Problem statement: In the entries that follow, copy exactly each line from the first through the line with "- [ ] Walk documentation".

-------- Data shown --------

PR #1941, opened 2017-01-27
Issue #1053: Compile script on separate thread

### LINKED ISSUE #1053: Split long compiles across muiltiple updates
Currently when executing a `run program.`, if `program` is anything other than a very quick little script, you can noticeably see the universe freeze for a bit while it finishes the compile.  This happens because the entire compilation must fit inside one pass of FixedUpdate(), and the system thinks of it as only taking one single instruction out of the IPU's.  Until the compile finishes, FixedUpdate() doesn't return, and the entire KSP game is frozen.
### Implementation idea:

To fix this, compilation should probably use the Unity Coroutine system.  When the compile starts, we begin a co-routine to execute the compile inside of, and the compiler checks itself with a stopwatch to yield after it's been too long, choosing to yield until the next FixedUpdate() to pick up and continue where it left off.

In the meantime, the main FixedUpdate() for that CPU that's doing the compile should do nothing until the compile coroutine is done.  It should know to bypass its work until the compile says its done.  Otherwise the program would end up continuing on past the `run` command while the `run` is still working, and that would break everything.

hvacengi:
Fixes #1053

This modifies how kOS compiles scripts both for `load` and `run` so that the regex parsing occurs on a separate thread.  This allows KSP, and even kOS triggers, to continue execution while waiting for the compilation to finish.  This should be a big boost to imersion for players, as it will eliminate the very noticiable lag when compiling large files.

Marked as "not ready" for:

- [ ] Walk documentation to find where threading should be mentioned, and where mentions of compile freezes should be removed.
- [ ] Figure out why the text cursor keeps blinking when a boot file is executed (not technically related, but in the same area)
- [ ] I added some comments in the code, but I probably should add some more.


src/kOS.Safe/Execution/YiedFinishedThreadedDetector.cs
```diff
@@ -0,0 +1,89 @@
...
+                if (childException == null)
+                {
+                    ThreadFinsh();
+                }
+                else
+                {
+                    // If it died due to a compile error, then we won't really be able to switch to program context
+                    // as was implied by calling Cpu.SwitchToProgramContext() up above.  The CPU needs to be
+                    // told that it's still in interpreter context, or else it fails to advance the interpreter's
+                    // instruction pointer and it will just try the "call run()" instruction again:
```
Dunbaratu: This comment is confusing because it refers to supposedly calling Cpu.SwitchToProgramContext() "up above" but there's no such thing happening "above" this point in the file.  It's as if this comment might have been cut and pasted from somewhere else, and now here the "up above" doesn't make sense anymore.  At any rate, I don't know what it refers to.

src/kOS.Safe/Execution/YiedFinishedThreadedDetector.cs
```diff
@@ -0,0 +1,89 @@
...
+
+        /// <summary>
+        /// This method is executed before starting the child thread.  It is called from the main thread and is not required
+        /// to be thread safe with respect to KSP.
+        /// </summary>
+        /// <param name="shared"></param>
+        public abstract void ThreadInitialize(SafeSharedObjects shared);
+
+        /// <summary>
+        /// WARNING: THIS METHOD EXECUTES ON A SEPARATE THREAD.  TAKE CARE TO ENSURE THAT IMPLEMENTATIONS ARE THREAD SAFE
```
Dunbaratu: I'd add a sentence in the comment reminding the programmer how the Unity API calls should be avoided if you want to ensure your code is thread-safe.  (A Unity programmer should already know this, but we could get people (like me) for whom working on the kOS C# code was their first exposure to Unity.

src/kOS/Function/Misc.cs
```diff
@@ -198,32 +181,20 @@ public override void Execute(SharedObjects shared)
...
-                    try
-                    {
-                        codeParts = shared.ScriptHandler.Compile(path, 1, content.String, "program", options);
-                    }
-                    catch (Exception)
-                    {
-                        // If it died due to a compile error, then we won't really be able to switch to program context
-                        // as was implied by calling Cpu.SwitchToProgramContext() up above.  The CPU needs to be
-                        // told that it's still in interpreter context, or else it fails to advance the interpreter's
-                        // instruction pointer and it will just try the "call run()" instruction again:
```
Dunbaratu: Oh now I see - The comment was cut and pasted from here.  Yeah it will need to be edited due to the fact that its not located here anymore.

hvacengi:
@Dunbaratu I'm removing the Pending Documentation label, and I'm merging with upstream.   You should probably compile these docs to review, since much of the update is in the formatting and I'd like some feedback to make sure it looks good.

doc/source/commands/runprogram.rst
```diff
@@ -0,0 +1,226 @@
...
+        Warning detailing issues with case sensitive host file systems.
+
+.. note::
+    If you attempt to run the same program twice from within another script,
+    the previously compiled version will be executed without attempting to
+    recompile even if the original source script has been modified.  When a
+    program has finished executing and returns to the main terminal input, the
+    memory containing the programs is released.  This means that every time
+    that a script file is run from the terminal it is recompiled, even if the script
+    file has not changed.
```
Dunbaratu: I think this phrase:

``When a program has finished executing and returns``

needs to be prefaced by some sort of introductory phrase along the lines of "however", or "on the other hand", or "except when"...  This makes it more clear that we're not trying to clarify the previous situation, but to instead compare and contrast it with what happens in an opposite case.

Without that clause it sounds like a further detail or clarification about the same situation, which is confusing to someone trying to pick apart the sentence and understand what it's saying who doesn't already know how things work.

This seems to contradict itself and is confusing:
"This is how it works.  When doing foo, this (contradictory explanation) is how it works".

But this is much clearer:
"This is how it works.  *except when* doing foo, where *instead* this (contradictory explanation) is how it works".

doc/source/general/compiling.rst
```diff
@@ -18,7 +18,33 @@ When you try to run your script, the first thing that kOS does is transform your
 
 This process of transforming your script into Machine Language, or "ML" is called "Compiling".
 
-The ":ref:`RUN`" and ":ref:`RUNPATH`" commands do this silently, without telling you. This is why you may have noticed the universe slightly stutter for a moment when you first run your program. Compiling is hard work for the universe to do.
+The :key:`RUN` and :func:`RUNPATH` commands do this silently, without telling
+you.  The :key:`COMPILE` command explicitly compiles the file and saves it for
+future use.
+
```
Dunbaratu: I'll probably want a link :ref: target here, like ``.. _threaded_compile:`` so it can be linked to in the change log to come with release.

doc/source/general/compiling.rst
```diff
@@ -18,7 +18,33 @@ When you try to run your script, the first thing that kOS does is transform your
...
+.. note::
+    .. versionchanged:: 1.1.0
+        kOS now performs compilation on a parallel thread (thought to run in a
+        parallel universe).  This means that the universe no longer needs to
+        freeze in order to perform the compilation.  As with the execution of
+        other triggers, compiling from mainline code will not interupt or pause
+        triggers but compiling within a trigger will result in both the mainline
+        and trigger code pausing until the compilation is complete.
```
Dunbaratu: I don't think the high-level effect of the threaded compile is that clear here - that from the kOS computer's point of view, it doesn't *look* multi-threaded.  The relevant high-level change here is that the compile takes time to finish, when before it happened instantly as far as the simulated universe was concerned and it froze the universe in order to accomplish this.  I think that fact should get top billing in this paragraph.  The fact that under the hood we used threading to do this is an implementation detail the script program never really sees.

Let me give it a go and then you can decide if you like yours better, or mine, or maybe a mix of the two:

```
        kOS no longer freezes the Kerbal Space Program universe when it compiles programs.  Now 
        only your kOS program waits for the compile to finish, rather than the entire KSP game.
        When you issue a RUN or RUNPATH command that requires the program to be compiled,
        the KSP universe will continue moving forward in time while the kOS CPU waits for the compile
        to complete.  The only effect this will have on programs you run is that if you run a program
        you have to be aware that it may be several game-seconds later before the program actually
        starts.  During that time the ship may have moved a bit, or fell a short distance, etc.

        (To programmers familiar with Unity: Under the hood, this change was
        accomplished by moving the compile to a separate thread so kOS's
        FixedUpdate can abort early and allow the rest of KSP's universe to
        keep moving.  kOS's FixedUpdate continues aborting early, not
        executing any of its CPU instructions, until the compile thread is done,
        at which point it resumes execution where it left off.)
```

doc/source/commands/files.rst
```diff
@@ -406,196 +415,10 @@ Example::
...
-- 1: If no path information was present in the filename, then assume the
-  file is in the current directory (that's pretty much standard for all
-  filename commands).
-
-- 2: Assume if no filename extension such as ".ks" or ".ksm" was given,
-  and there is no file found that lacks an extension in the way the
-  filename was given, then first try to find a file with the ".ksm"
-  extension appended to it, and if that file is not found then try
-  to find a file with the ".ks" extension appended to it.
+You may run saved script files using the various :ref:`Run Command<running>`.
```
hvacengi: I don't mind adding the basic example and that closing statement.  That's short enough and not detailed enough to cause issues with maintenance.

But I would really prefer not to provide any qualified statements like talking about file names or contents.  I like those details being on the dedicated page.  That way they're all in one place if we change them in the future.  It isn't a big enough detail that I'll argue about it, but thought I should at lest mention it.  It may be a good place for a `.. seealso::` clause to call special attention to the link.

doc/source/commands/runprogram.rst
```diff
@@ -0,0 +1,226 @@
...
+================
+
+.. contents:: Contents
+    :local:
+    :depth: 2
+
+KerboScript supports running executing code saved in files on the local or
+archive disks. The terms "program" and "script" are generally used
+interchangably when describing this behavior. Programs can either be run using
+one of the :ref:`runfunctions` or the :ref:`run`.  Supported file types are:
```
hvacengi: When you compile the docs these references expand to match the referenced heading.  So `:ref:'run'` will turn into a link reading "Run Keyword".  It's just sphinx/rest shorthand.

Dunbaratu: So it's not possible to link to :ref:`run` without it adding the word "keyword"?  I can think of cases where I'd want the link but not that added word.

"try typing [run] here..." -> turns into "try typing [run keyword] here." if I make [run] a link.

doc/source/commands/runprogram.rst
hvacengi: How about:
>If you attempt to run the same program twice from within another script, the previously compiled version will be executed without attempting to recompile even if the original source script has been modified. **However once the** program has finished executing and returns to the main terminal input, the memory containing the programs is released. This means that every time that a script file is run from the terminal it is recompiled, even if the script file has not changed.

Dunbaratu: That's good.  I'm okay with that.

doc/source/general/compiling.rst
hvacengi: Do you want to add it now, or when writing the changelog?  I've got no problem adding it.

Dunbaratu: I guess it can wait.  Sphinx may complain about how it's orphaned and nothing is targeting it yet.

doc/source/general/compiling.rst
hvacengi: It sounds like you mostly want to make sure we clarify that the universe continues to execute during compilation, instead of essentially being instant in the frozen universe.  Obviously the two of us are going to have our own style/tendency in the way we write the text, so see if this accurately conveys your meaning, without re-writing the whole paragraph (modification in bold):

>kOS now performs compilation on a parallel thread (thought to run in a parallel universe). This means that the universe no longer needs to freeze in order to perform the compilation. **It also means that the process now takes time (possibly several seconds), while the universe continues moving until the compilation is complete.** As with the execution of other triggers, compiling from mainline code will not interrupt or pause triggers but compiling within a trigger will result in both the mainline and trigger code pausing until the compilation is complete.  **There may be many seconds between starting the compilation and executing the code, so you shouldn't assume that the physical properties (mass, position, velocity, etc.) will remain constant during compilation.**

(As I went through and kept adding your thoughts, my revised version got much more wordy than the original one sentence solution I had prepared, it may now be a big enough change that selecting your phrasing or mine might not matter much in the long run)

Given the tone of this document page, I didn't want to break the 4th wall by talking about the underlying system.  I'd be inclined to add your programmer note as a comment in the source instead of in the user docs.  If you think that the underlying implementation is important enough to note though, that's fine.  It probably means we should move this block of text out of a `.. note::` box though and under it's own heading, since it's more than just side note.

doc/source/commands/runprogram.rst
hvacengi:
```
:ref:`run`
```
will always be replaced with the heading title (I liked that choice so that it would automatically change if I revised the title).  But you can always modify the display label like this 
```
:ref:`my label here<run>`
```
That system will actually work for any of the `:role:` declarations, including structures and functions.
```
:func:`max(1,2)<max>`
:key:`RUN ONCE<RUN>`
```

doc/source/general/compiling.rst
hvacengi: Meh, Sphinx is already complaining about a broken link in the GUI documentation, so that shouldn't hold us up.  If we're in that file anyways making changes, we might as well add the label.

doc/source/general/compiling.rst
Dunbaratu: > Given the tone of this document page, I didn't want to break the 4th wall by talking about the underlying system.

Mentioning the threading is *already* breaking the forth-wall.  In the gameworld side of that forth wall, it doesn't look threaded.  My edit was mostly under the assumption you *did* want to break the 4th wall here (because you mentioned the threading that's invisible to game side of the wall), and if you're doing to do that then we should be clear that the threading you're talking about isn't a kOS in-gameworld thing.

I guess my problem is this:
```
print "before".
compile "foo.ks" to foo.ksm".
print "after".
```
Saying "performs compilation on a parallel thread" would give the impression that the above example will print ``after`` right away, BEFORE the compile command is done.  Because we claimed the compile happens in parallel.  I wanted it to be clear that in the not-breaking-4th-wall way of looking at things, compiles still happen in serial just like before.

doc/source/commands/runprogram.rst
Dunbaratu: Okay as long as there's an escape out of it then I'm okay with it.

doc/source/general/compiling.rst
hvacengi: Hm, I see what you're saying.  It never explicitly states that the mainline code is paused during the compilation process.  Let me think about that a little bit to see if I can restructure to make a short but clear description.

PR #1948, opened 2017-02-07
System fonts for gui terminal and text edit popup

### LINKED ISSUE #1356: Rescaled text/terminal window
I suppose this is a suggestion for much further down the line post KSP 1.1 patch, but I think it would be nice to be able to scale up the font size, or just scale up the whole terminal window itself, making the text easier to read on screenshots, youtube videos and streams. When I record in 1440p+ the font looks pretty small, and 720p playback on youtube is basically unreadable.

### LINKED ISSUE #1844: Support for more Unicode characters

Dunbaratu:
Fixes (or Makes irrelevant) the following issues:
Fixes #1844 Fixes #1356

This Pull Request allows the user to pick from whatever monospaced fonts exist on their OS to render the in-game gui terminal in that font (and the text edit popup as well).

Archetecturally, it consists of these parts:

- ``kOS.Module.AssetManager`` : A class with one single instance per game, that handles the lazy-loading of fonts (and maybe other things later which is why it's called Asset Manager not Font Manager) for use anywhere in the mod.
- Changes to the rendering of the content of ``TermWindow`` so it prints lines of text in the new font, instead of using our old ``Texture2D`` - based characters.  Important: **This should allow printing any Unicode character that the user's chosen font happens to support.**
- Edits to the ``CONFIG:`` system to name a font to use globally for all terminals, and consequent GUI widgets for the ``KOSToolbarWIndow` to allow the user to pick this.
- Edits to the ``CONFIG:`` system to allow the user to pick a default font size globally for all terminals.
- Moved ``CONFIG:BRIGHTNESS`` back to the global config section, and away from the per-game-save section.  It's a user interface preference, not a game setting.  Added the ability for the ``KOSToolbarWindow to set ``float`` sliders so it can work with this setting type.
- Re-purposed ``TERMINAL:CHARHEIGHT`` to act as the per-terminal separate font height setting.  (it inherits from ``CONFIG:DEFAULTFONTSIZE`` on first launching, but then can change per terminal.)
- Obsoleted ``TERMINAL:CHARWIDTH`` since when using a font we can't set height and width of characters separately - the font decides how wide characters are for a given height.  Also removed the associated adjustment widget from the terminal display.
- Obsoleted ``font_small.png`` file, and the code that used to process and use it.

### Breaking
This PR is marked as "Breaking" because of the things mentioned above that got obsoleted.

### "Not Ready"
The only reason this PR is marked as "Not Ready" is because the Sphinx documentation page that shows screenshots of the ``KOSToolbarWindow`` needs to be updated to match the new things that are on it.  (And that is where the documentation explaining the font choices would naturally go). 

I am leaving the screenshot part of the documentation incomplete for now because the look of that window could still change subject to PR review, so I don't want to take the screenshots of it until after the PR has been reviewed and accepted (accepted in every way other than the need to edit that one docs page, of course)


Dunbaratu:
I found a fairly consistent to reproduce bug that started with this PR.  Have you done any work with merging this, @hvacengi?  If not then I'm going to try to debug it and push a fix to this PR's branch.

The bug is this:  In a stock (except for kOS) install, with this PR in place, do these steps:

1 -  Launch a vessel with a kOS unit onto the launchpad.

2 -  Open the KOSToolBarMenu from Flight View of the vessel.

2 -  In the KOSToolBarMenu, Select a different font using the font selection button (make sure it's a monospace font that's accepted.  It doesn't trigger the bug if you pick a proportional font that gets rejected.)

3 -  Go to space center view from the ESC menu.

4 -  Reload the vessel back into flight view again by clicking on the vessel's icon you can see at the launchpad.

5 -  Try clicking the kOS button again on the toolbar.  Now the KOSToolBarMenu refuses to show up.  It does not appear ever again for the rest of the game unless you save the game and relaunch KSP.


This only seems to happen when you've used the font selector.  I don't know yet what causes it.

Dunbaratu:
Hmm.  I found out that ``KOSToolbarWindow.OnDestroy()`` is being called by Unity during the work that happens during "Scene Change : From FLIGHT to SPACECENTER".  And since KOSToolbarWindow is now a load-once-at-startup object rather than one that gets made and destroyed over and over like it used to be, that means once it's destroyed it's gone for good.

So that just leaves the question.... why is OnDestroy() getting called during scene change when the font picker has been previously invoked, but not when it hasn't?  More digging to do...

Dunbaratu:
Okay, I fixed it.  It was a simpler fix than I thought it would be (see commit log message).

src/kOS/Module/AssetManager.cs
```diff
@@ -144,6 +139,22 @@ public Font GetSystemFontByNameAndSize(string name, int size, bool checkMono, bo
...
+                // them loaded at once.  Relying on the cleanup that automatically happens when you
+                // orphan the Font takes too long to avoid this bug.  As long as it *temporarily* had
+                // too much font data in memory, it breaks some of the other fonts that were loaded but
+                // hadn't be excercised yet.  (i.e nothing drawn in Arial with default GUI.skin can be
+                // seen anymore).
+                // This is a bug that during our user community testing didn't seem to happen to everybody,
+                // but it happened to some users depending on kinds of fonts they had on their OS and kinds
+                // of graphics cards (it seems to be related to the texture size of the texture being sent to
+                // the graphics card).  At any rate, explicitly doing this instead of waiting for the
+                // cleanup that is epxected to "magically" happen later on its own seems to cure the problem:
```
Dunbaratu: Actually some comments by Sarbian indicate that Unity *never* cleans up the data inside the various C# wrapper classes upon orphaning and finalizing the C# class.  In other words orphaning the C# Font object will still leave behind the underlying font information it has in its C++ world.  Unity never does anything upon destructing a C# class instance.  When the C# instance contains some links to C++ data inside them, the C++ data never clears until there's a scene change.  That surprises me greatly, given how often Unity themselves show C# examples all over their documentation that has you creating new C# instances of things that it shows you just letting get orphaned and go away.  It never shows you explicitly destroying those things in those examples.

hvacengi: So, calling `Destroy` won't actually clean up the underlying unmanaged resources?  That's not all that useful.  I hope that the resources aren't reallocated if we create another instance of a wrapper around the same thing, otherwise that's pretty much a memory leak by design.

Dunbaratu: No, the other way around.  NOT calling Destroy will fail to clean up the Unmanaged resources, which is why I had to add the explicit call just before that instance of ``Font`` was about to get orphaned (The variable being assigned to a new instance of ``Font`` on the next iteration of this loop).

I would have assumed that there's a ``~Font()`` somewhere that performs the Destroy for you.  What Sarbian was saying is that there isn't.  This seems like wrong design to me but apparently that's how Unity works.  It's API has constructors that create unmanaged objects but doesn't pair those up with destructors that clear them.

Dunbaratu: So in other words where I was presuming (in the code comment above) that the problem was caused by creating all the fonts faster than the GC would clear them out, actually the problem would have occurred no matter how fast the GC gets around to freeing my orphaned ``Font``s, because even if it *did* call all the ``~Font()`` destructors for them fast while in the midst of that loop that still wouldn't have really cleared the underlying Font data inside Unity that caused the problem.  Whatever data structure it is in Unity that has an upper maximum to how much font information you're allowed to have alive at once, that is part of what doesn't clear when ``~Font()`` is called.

If I didn't explicitly ``Destroy()`` it, then it would have lived not just up to the next GC pass, as my comment had said, but it would actually have lived all the way until the next scene change.

src/kOS/Screen/TermWindow.cs
```diff
@@ -259,6 +223,26 @@ public override void Open()
...
+            {
+                fontSize = newSize;
+                tryFontNames[0] = newName;
+                font = AssetManager.Instance.GetSystemFontByNameAndSize(tryFontNames, fontSize, false);
+
+                terminalLetterSkin.label.font = font;
+                terminalLetterSkin.label.fontSize = fontSize;
+
+                // TODO - There will probably be other measurements that have to get recalculated
+                // here too.
```
hvacengi: I'm removing this todo, it doesn't look like there is anything that needs to be added here for now.

src/kOS/Screen/TermWindow.cs
```diff
@@ -823,15 +819,14 @@ void TerminalGui(int windowId)
             screen.Brightness = GUI.VerticalSlider(brightnessRect, screen.Brightness, 1f, 0f);
             GUI.DrawTexture(brightnessButtonRect, brightnessButtonImage);
 
-            int charWidth = screen.CharacterPixelWidth;
+            // int charWidth = screen.CharacterPixelWidth;
```
hvacengi: deleting commented old block.

src/kOS/Screen/TermWindow.cs
```diff
@@ -963,11 +961,20 @@ protected void CheckResizeDrag()
             }
         }
         
-        void ShowCharacterByAscii(char ch, int x, int y, bool reversingScreen, int charWidth, int charHeight, float brightness)
+        void DrawCursorAt(char ch, int x, int y, bool reversingScreen, int charWidth, int charHeight, float brightness)
```
hvacengi: I want to say that if we printed whole lines at a time instead of individual characters we could save some time/memory.  Except our OnGui method is far cheaper than the actual code execution with the PR, so I don't really want to waste time with it.

src/kOS/Screen/KOSToolbarWindow.cs
```diff
@@ -459,6 +500,41 @@ public void DrawWindow(int windowID)
...
+                    kOS.Screen.ListPickerDialog.CloseAction onClose = delegate() { fontPicker = null; };
+
+                    fontPicker.Summon(windowRect.x, windowRect.y + windowRect.height, 300,
+                        key.Name, "(Only fonts detected as monospaced are shown.)",
+                        key.Value.ToString(), AssetManager.Instance.GetSystemFontNames(), onChange, onClose
+                        );
+                }
+                else
+                {
+                    fontPicker.Close();
```
Dunbaratu: Okay, agreed.

src/kOS/Screen/TermWindow.cs
Dunbaratu: I believe this is only still being used to draw the block cursor only.
For drawing the rest of the screen, I already changed it to draw one screen line at a time using GUI.Label(), or so I thought.

hvacengi: You're right.  I saw the method for drawing a character and didn't go back and see that indeed the main display is drawn line by line.   My bad for not doing enough research before commenting.

Dunbaratu: I didn't remove it because it sounded like the thing that could still be used for something important later.  It was complex enough that I don't want to forget how we did it.

Issue #1063, opened 2015-06-07
unable to differentiate similar-named part modules


Gaiiden:
As seen in the attached screenshot, I have three part modules all named ModuleScienceExperiment, and I am only able to call the first one on the list. Given how you can get a List of part module names, perhaps it would be better to just reference them by index rather than a string? Or at least in addition to a string?

![n0f1jnt](https://cloud.githubusercontent.com/assets/7699577/8026530/dd64b52c-0d47-11e5-872e-8696c594882c.png)

hvacengi:
Honestly, I've always thought it was a little odd that modules and `allmodules` return strings instead of the modules themselves.  This is an excellent reason why (non unique name identifiers).  My preference for a fix, even though it would be a breaking change, would be to leave `modules` returning the string list, and `allmodules` return a module list.  Alternatively, we could add a new suffix of `getmoduleindex(idx)` or whatever similar syntax.  There isn't even a work around for this by iterating through the list, since the only way to get the module itself is the `getmodule` suffix.

@Dunbaratu @erendrake (or anyone else) do you have a preference before I commit to a major breaking change?

hvacengi:
OK, I just went to open the code and look at this, it looks like we do have a `GETMODULEBYINDEX` suffix already.  It just is not documented.  We will have to add it to the documentation.  The proper syntax should be 
```
print ship:partstitled("avionics package")[0]:getmodulebyindex(7):allevents.
print ship:partstitled("avionics package")[0]:getmodulebyindex(8):allevents.
print ship:partstitled("avionics package")[0]:getmodulebyindex(9):allevents.
```

I still would like to consider creating a list of modules themselves, but this at least helps.  It still would mean you'd need to iterate through the list of names to create a list of indexes (no guarantee they're always in the same order) and then access them by index, which is pretty messy when we could just provide the list directly.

--------

Answer:
PR #1941, opened 2017-01-27
Issue #1053: Compile script on separate thread

### LINKED ISSUE #1053: Split long compiles across muiltiple updates
Currently when executing a `run program.`, if `program` is anything other than a very quick little script, you can noticeably see the universe freeze for a bit while it finishes the compile.  This happens because the entire compilation must fit inside one pass of FixedUpdate(), and the system thinks of it as only taking one single instruction out of the IPU's.  Until the compile finishes, FixedUpdate() doesn't return, and the entire KSP game is frozen.
### Implementation idea:

To fix this, compilation should probably use the Unity Coroutine system.  When the compile starts, we begin a co-routine to execute the compile inside of, and the compiler checks itself with a stopwatch to yield after it's been too long, choosing to yield until the next FixedUpdate() to pick up and continue where it left off.

In the meantime, the main FixedUpdate() for that CPU that's doing the compile should do nothing until the compile coroutine is done.  It should know to bypass its work until the compile says its done.  Otherwise the program would end up continuing on past the `run` command while the `run` is still working, and that would break everything.

hvacengi:
Fixes #1053

This modifies how kOS compiles scripts both for `load` and `run` so that the regex parsing occurs on a separate thread.  This allows KSP, and even kOS triggers, to continue execution while waiting for the compilation to finish.  This should be a big boost to imersion for players, as it will eliminate the very noticiable lag when compiling large files.

Marked as "not ready" for:

- [ ] Walk documentation to find where threading should be mentioned, and where mentions of compile freezes should be removed.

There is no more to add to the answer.